I'm considering getting a Stoeger Uplander in 20 gauge. Has anyone ever shot one? I saw that they were cheaper than other doubles. What side-by-side would y'all recommend? Thanks


----------



## Jetjockey (Apr 13, 2015)

IMO, Id skip it.  Stoegers are cheap guns for a reason.  There will be people who claim they have had no problems with them, but SXS's are naturally expensive to build.  A pump or semi near the same price range will be a much better shotgun.  If you really want a double, look for an older O/U such as a Miroku.


----------



## maker4life (Apr 13, 2015)

Stoeger's carry like a sack of bricks. Get Yildiz, same price range but a much better feel.


----------



## Killinstuff (Apr 15, 2015)

Best thing I ever did was get fitted and buy an AYA #2 28ga when I was 30.  20 years later, the only other gun I've bought for myself was another AYA #2 but a 12ga for sporting clays.  If you are going to buy a SXS buy one that fits you.  Have it made or shop around but there is no reason to buy a cluncker or a gun that doesn't fit.  Handle a fine SXS and you will understand.


----------



## Beagle Stace (Apr 16, 2015)

Like others have said I would prob. Pass on the Stoeger. That gun just won't have the  lively feel a true sxs should have which defeats the purpose. For slightly more you could go with a Cz Bob white or Ring neck which get good reviews or maybe a used Skb 100 or 200 series gun. Used Ugartechea guns are very nice. I would try and budget just a little more if possible. I think you would enjoy alot more. Best of luck in your search.


----------



## Jetjockey (Apr 16, 2015)

killinstuff.  My next gun will be a #2 RB in 16 or 20.  Beautiful guns.  I just wish Cabelas wouldn't have stopped importing them.


----------



## gregj (Apr 17, 2015)

I have  a Stoger uplander in 28g   with double triggers and
modified and imp cyl choke. I looked at other models but 
ended up buying this one cause i didn't want to cry my eyes out if/when i get a scratch on it while hunting Grouse up
north  in the U.P. or chasing rabbits in the thickets.  It ain't the prettiest gun out there but is is made tough.  So far
it has done what it's supposed to do, and yes  it has scratches and dings on it  and i haven't cried about it


----------



## Coach K (Apr 17, 2015)

*Where's the photos?*



gregj said:


> I have  a Stoger uplander in 28g   with double triggers and
> modified and imp cyl choke. I looked at other models but
> ended up buying this one cause i didn't want to cry my eyes out if/when i get a scratch on it while hunting Grouse up
> north  in the U.P. or chasing rabbits in the thickets.  It ain't the prettiest gun out there but is is made tough.  So far
> it has done what it's supposed to do, and yes  it has scratches and dings on it  and i haven't cried about it



Let's see what that puppy looks like!


----------



## coveyrise90 (Apr 22, 2015)

For the money, the CZ is a much better gun and handles much better. Forget the Stoeger.

Adam


----------



## dawg2 (Apr 23, 2015)

Not sure why everyone (or most everyone) is down on the Stoeger SxS.  Maybe those who don't like them don't have any.  If you want a no frills effective SxS on the cheap, it's a great gun.  I have a couple and they work great.  Like said before, you won't cry your eyes out when you get a scratch.  Mine have double triggers and has never had any issues.  I use it for quail, rabbit and squirrel.  Ihave loaded it up with turkey loads and pulled both triggers and tried to get it to break, but it kept on shooting. 

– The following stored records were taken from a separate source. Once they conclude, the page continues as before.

PR #638, opened 2021-12-04
feat: dynamically adjust width of AA pixels to avoid overly long muta…

rneher:
…tion groups

### DIFF
--- a/packages/web/src/components/SequenceView/PeptideMarkerMutationGroup.tsx
+++ b/packages/web/src/components/SequenceView/PeptideMarkerMutationGroup.tsx
@@ -29,8 +29,7 @@ export function PeptideMarkerMutation({ change, parentGroup, pixelsPerAa, ...res
   const { codonAaRange } = parentGroup
 
   const pos = codon - codonAaRange.begin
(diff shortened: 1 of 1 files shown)


rneher:
This PR changes how long deletions (or other groups of mutations are displayed) Their size is currently fixed and at least a constant. Hence large groups take up more space than they should and this results in situation like the one below where the red mutation is actually at the same position in the two sequences (253)

image

In the lower case, it is part of a group and the group stretches further to the right than it should. This can also potentially obscure mutations. The PR changes this scaling such that the size of groups doesn't increase linearly with the size:

image

ivan-aksamentov:
@rneher In the new version I don't see the mutation at all. I don't know what trade-offs are the most useful here, so I rely on your opinion and experience using Nextclade.

@corneliusroemer What do you think?

ivan-aksamentov:
An additional or an alternative feature we may consider:
[feat: make results and tree pages full width #640](https://github.com/nextstrain/nextclade/pull/640)

corneliusroemer:
Looks good to me. It would be interesting to merge the wide screen PR into this one so we can tune the width accordingly.

PR #640, opened 2021-12-06
feat: make results and tree pages full width

ivan-aksamentov:
This removes limitations on width of the container that is used in `/results` and `/tree` pages of Nextclade Web. This allows for more space to be occupied by useful information, like the sequence views and the phylo tree, at least on larger screens. 

The layout of the results page is quite complex, so there might be some strange side-effects on smaller screens, especially mobile. But I checked on our main target desktop sizes: 720p, 1080p, 1440p and 4k and it looks good so far.


corneliusroemer:
Looks good to me, tested a bit and couldn't find any issues

PR #644, opened 2021-12-07
fix: center sequence view markers

### LINKED ISSUE #631: Visual: Pixel ranges for unknown aa range and aa substitutions don't seem to match
When analysing Omicron sequences, I noticed that the grey bar for `unknown aa range` does not properly match up with the bar for aa substitutions.

The grey area should overlap visually with the blue bar, but it stops before. The unknown range ends on 862, the blue substitution is at 856. So it looks like the mutation is missing when in fact it's unknown.

Root cause could be, that the blue bars _start_ at 856. They should possibly be _centered_ at 856, then the visual difference would be less.

As it is right now, it's potentially misleading to users.

image

image

ivan-aksamentov:
Resolves #631

This attempts to solve an issue of single nuc/aa sequence markers not aligning properly with the range-based nuc/aa markers. See the linked issue for more details.

This PR:
 - moves single markers by 1/2 of ***\*their\**** width to the left, making them centered around their position
 - moves range markers by 1/2 of ***\*minimum width of a marker\**** to the left, so that their start & end nucs/aas are centered

Let's see if it looks better and whether there are any side-effects


rneher (approved):

rneher (changes requested):
for the ranges, this isn't actually correct. The mutation groups can be wider than part of the alignment they correspond to. So the often need shifting more. Basically, they need to be shifted by `(displayWidth - widthInAlignment)/2`

rneher (approved):

rneher:
The new commit now makes sure that markers and ranges are properly centered even when the display width is bigger than the `pixelsPerAA`. This means that a marker can "overhang" both sides of a range (start/end at `^`, marker `X`):
```
xxXXXXXXXXXXxx
....^----^....
```
While correct, i am not 100% sure it is aesthetically an improvement.

PR #645, opened 2021-12-07
feat(cli): read compressed fasta inputs

ivan-aksamentov:
This allows Nextclade CLI and Nextalign to read compressed fasta files passed to `--input-sequences` and  `--input-fasta`. The compression is detected by file extension:

```bash
nextclade --input-fasta=sequences.fasta
nextclade --input-fasta=sequences.fasta.gz
nextclade --input-fasta=sequences.fasta.xz
```

Using compressed inputs might make tools faster in some cases (depending on I/O speed to CPU speed ratio, reducing read I/O bandwidth may increase performance) and to avoid decompression of large input files, which is costly in terms of time and space.

Progress:

 - [x] refactor to allow different pluggable readers in fasta parser
 - [x] implement plain file reader
 - [x] implement .gz file reader
 - [ ] implement .xz file reader
 - [ ] exclude the decompression code from WASM module compilation


corneliusroemer:
Wouldn't it make sense to then also write out compressed outputs? Writing is slower than reading in most cases. So savings should be even higher.

Is it possible to stream in from stdin? That's something else that could be convenient and potentially more versatile than reading compressed files, since the decompression could happen as a separate command, piping into stdin.

ivan-aksamentov:
> Is it possible to stream in from stdin?

Yes, ncov does it:
https://github.com/nextstrain/ncov/blob/feb2c02dc2b3daba062893753654f578f6bffaa7/workflow/snakemake_rules/main_workflow.smk#L101


> Wouldn't it make sense to then also write out compressed outputs?

Perhaps. But that would be a separate feature.

PR #647, opened 2021-12-07
fix: prevent buffer overflow in coord map

ivan-aksamentov:
This accounts for the fact that the ranges are half-one on the right. So dereferencing `end` index overflows the buffer.

### DIFF
--- a/packages/nextalign/src/translate/extractGene.cpp
+++ b/packages/nextalign/src/translate/extractGene.cpp
@@ -79,18 +79,13 @@ ExtractGeneStatus extractGeneQuery(const NucleotideSequenceView& query, const Ge
   precondition_less(gene.start, gene.end);
 
   // Transform gene coordinates according to coordinate map
-  const auto start = coordMap.refToAln(gene.start);
-  // gene.end is the position after the last base of the gene (0-based indexing)
-  // the corresponding base in the query is hence found by coordMap[gene.end-1]
-  // we add 1 to make that end be again after the last base of the gene.
-  // with this addition: length = end - start
-  const auto end = coordMap.refToAln(gene.end - 1) + 1;
-  const auto length = end - start;
-  // Start and end should be within bounds
-  invariant_less(start, query.size());
-  invariant_less_equal(end, query.size());
+  const auto geneAln = coordMap.refToAln(Range{gene.start, gene.end});
 
-  auto result = NucleotideSequence(details::substr(query, start, length));
+  // Start and end should be within bounds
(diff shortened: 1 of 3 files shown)


rneher:
This should fix it. But while we are at it, why not guard against an empty range? That is make the precondition a real condition and return an empty range if it fails?

packages/nextalign/src/translate/mapCoordinates.cpp
```diff
@@ -95,20 +95,24 @@ int CoordinateMapper::refToAln(int refPos) const {
 }
 
 Range CoordinateMapper::alnToRef(const Range& alnRange) const {
-  precondition_less(alnRange.begin, alnRange.end);
+  if (alnRange.begin >= alnRange.end) {
+    return Range{alnRange.begin, alnRange.begin};
+  }
```
ivan-aksamentov, line 100: Added explicit runtime checks for empty ranges

packages/nextalign/src/translate/mapCoordinates.cpp
```diff
@@ -95,20 +95,24 @@ int CoordinateMapper::refToAln(int refPos) const {
...
   };
   postcondition_less(refRange.begin, refRange.end);
   return refRange;
 }
 
 Range CoordinateMapper::refToAln(const Range& refRange) const {
-  precondition_less(refRange.begin, refRange.end);
+  if (refRange.begin >= refRange.end) {
+    return Range{refRange.begin, refRange.begin};
+  }
```
ivan-aksamentov, line 112: Added explicit runtime checks for empty ranges

packages/nextalign/src/translate/extractGene.cpp
```diff
@@ -79,18 +79,13 @@ ExtractGeneStatus extractGeneQuery(const NucleotideSequenceView& query, const Ge
...
+
   // Start and end should be within bounds
-  invariant_less(start, query.size());
-  invariant_less_equal(end, query.size());
+  invariant_less(geneAln.begin, query.size());
+  invariant_less_equal(geneAln.end, query.size());
 
-  auto result = NucleotideSequence(details::substr(query, start, length));
+  auto result = NucleotideSequence(details::substr(query, geneAln.begin, geneAln.length()));
   const auto resultLength = safe_cast<int>(result.size());
```
ivan-aksamentov, line 89: Use range-based `CoordinateMapper::refToAln()` function to avoid extra "-1 +1"

rneher (approved):

PR #648, opened 2021-12-08
perf: speedup array access in match table lookups

ivan-aksamentov:
This PR optimizes the hottest hostpot of the Nextalign, the match table lookup. It:
 - uses our wrapper `at()` function, instead of `std::array::at()`, to avoid internal runtime bounds checks within C++ standard library in release mode, while still including them in debug mode
 - makes the lookup functions inline (and hence moves them into header file), which should hopefully give the compiler a hint to optimize these function calls more aggressively

Both of these in conjunction give a slight visible improvement:
9.1 seconds -> 8.5 seconds on my machine to align 10k sequnces

I'll instrument and benchmark later, as more micro-optimiztions are coming


corneliusroemer:
Seems to work doing a quick test. Shall I do a more thorough test running it on all 6m sequences and looking for any differences in nextalign results?

ivan-aksamentov:
@corneliusroemer Sure, if it's not too hard or time consuming.

There will be many of these micro-optimizations coming.

corneliusroemer:
I see, well it's still quite a manual process, not really CI style.

Either we automate and run on a chunk, say 1% of all sequence, or I run it manually as a test before release.

ivan-aksamentov:
I prepared a staging cli build here:
https://app.circleci.com/pipelines/github/nextstrain/nextclade/2005/workflows/e420fad3-d528-45e0-9c9a-b707c425f86e

corneliusroemer:
By not CI style I meant that I have to manually do quite a few things on the cluster to run the tests ;)

If you have time, we could integrate the snakemake workflow in CircleCI

https://github.com/corneliusroemer/nextclade-full-run

ivan-aksamentov:
I just prepared binaries so that you have something to run, if you decide to do  manual checks.

> integrate the snakemake workflow in CircleCI

Probably not a great idea to run that on CircleCI. Our VMs there have weak 2 cores and 4 Gb of RAM. It's not suited for any compute.

corneliusroemer:
For CI I would suggest running it on a small subset with maybe 10k sequences, that should complete in a few minutes.

But not really necessary if your existing tests are good enough. The full run is then just for reassurance and to catch rare things.

PR #656, opened 2021-12-21
feat: add Cornelius twitter icon to website

corneliusroemer:


corneliusroemer:
@ivan-aksamentov I don't understand why you and me got reordered, I was right before now you are right.

Also, there seems to be a line break in `NeherLab, Biozentrum, University of Basel` now. Maybe the max width is too small?

image

PR #661, opened 2021-12-27
Fix documentation links

victorlin:
Current links for Nextclade CLI and Nextalign CLI docs show the 404 page.

There might be a better way to provide these links, without the hardcoded `en`.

They are a little heavy, but they go bang every time.  They are very reasonably priced for a SxS.  Fit and finish is good, not spectacular.  It won't win a beauty contest.  But if you want an inexpensive SxS they are a great shotgun.  I recommend them and hunt with them with no issues.


----------



## mlandrum (Apr 23, 2015)

Preachers getting a new Side-By-Side tomorrow This will be my 5th in this family of guns!!!!


----------



## Killinstuff (Apr 25, 2015)

Yes it is true you can beat the heck out of a Stoeger and not care. Use it as a canoe paddle, pound in tent stakes, hacksaw off 6 inches of the barrel to make it a "light weight bird gun" or cut off a few inches of the butt stock for your kids first gun.  Seen it done and those guys were happy as happy can be. Depends on what you want out of your experience in the field I guess. I duck hunted with a German Shepard when I was kid. She could really fetch up ducks and geese.  Bet she would have been fine on quail but........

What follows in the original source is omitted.